National Meeting 2009

1028 — Veteran's Access to Internet Varies by Race and Age: Potential Impact on VHA Electronic Health Communication Efforts

Gordon KS (REAP - West Haven VA/Yale University), Brandt CA (REAP - West Haven VA/Yale University), Goulet JL (REAP - West Haven VA/Yale University), Justice AC (REAP - West Haven VA/Yale University)

As health and health care communication is increasingly web-based in the VA, Internet and email access are critical for veterans in care. We estimated the proportion of veterans with Internet access and with an email address, and assessed whether access varied by veteran characteristics.

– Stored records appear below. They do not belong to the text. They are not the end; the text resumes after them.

PR #993, opened 2019-06-06
Replace LazyRecord with Maghead

funtaps:
https://github.com/corneltek/LazyRecord
> The fast ORM for PHP. (This is a history repo, please visit maghead/maghead)


ziadoz:
Is Maghead actively developed? It seems like there hasn't been a release or commit in two years. It might be better to just remove LazyRecord.

ziadoz:
I've removed LazyRecord.

PR #996, opened 2019-06-30
Fix CI failures

ackintosh:
`drupal.org` seems to be denying bot access. 👀 

The server returns 403 against "User-Agent: awesome_bot":

```sh
$ curl -D - -s -o /dev/null https://www.drupal.org -H "User-Agent: awesome_bot" | grep HTTP
HTTP/2 403
```

([`awesome_bot` is a user-agent text used in awesome_bot.](https://github.com/dkhamsing/awesome_bot/blob/a1911a8ee4575a6bd603117d983a2a12be8df209/lib/awesome_bot/net.rb#L13))

We can receive 200 if change the User-Agent to other client one (e.g. curl ):

```sh
$ curl -D - -s -o /dev/null https://www.drupal.org -H "User-Agent: curl/7.54.0" | grep HTTP
HTTP/2 200
```

### DIFF
--- a/.travis.yml
+++ b/.travis.yml
@@ -4,6 +4,6 @@ rvm:
 before_script:
   - gem install awesome_bot
 script:
-  - awesome_bot README.md --white-list igor.io,symfony,toranproxy.com,vagrantup.com,3v4l.org,voicesoftheelephpant.com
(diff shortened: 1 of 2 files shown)


ackintosh:
@ziadoz I've fixed the CI failures. Please review this PR. ✨

ziadoz:
Thanks for this @ackintosh.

We used follow-up 3 survey results from the Veterans’ Aging Cohort Study (VACS), a prospective multisite observational study of 4,122 veterans from October 2005 – January 2007. Outcomes of interest were having access to the Internet (yes, no) and having an email address (yes, no). Chi-square tests were used to compare proportions and logistic regression was used to assess multivariable associations.

Our sample participants were 98% male, 23% white, and 65% black, and mean age 53. 54% (2,208) had Internet access and 43% (1,728) had an email address. 68% of whites had Internet access compared to 50% of blacks (p = < 0.001), and 60% of whites said they had an email address compared to 37% of blacks (p = < 0.001). In adjusted logistic regression models, blacks compared to whites had 1/2 less odds of Internet access (OR 0.48 95% CI 0.40-0.58) and a 1/3 less odds of having an email address (OR 0.38 95% CI 0.32-0.46). The odds of having Internet and email lowered with each 10-year increment in age (OR 0.51 95% CI 0.46-0.56 and OR 0.49 95% CI 0.45-0.54 respectively). Among those who had access, whites access the Internet primarily at home (85%) and blacks at home (68%) and the library (14%). There was no significant difference in Internet access and email address by HIV status (p = 0.50, 0.82 respectively).

There were inequities in Internet accessibility by age and race among veterans in our sample. Even after controlling for income and education we found twice as many whites had Internet access than blacks and 3 times more had an email address.

If the VA wishes to expand the use of electronic communication for patient services, such as ordering medication or my Health-e vet, we must address these inequities. Otherwise we will potentially underserve nearly 50% of veterans, and the disparity will be more pronounced for blacks and older patients.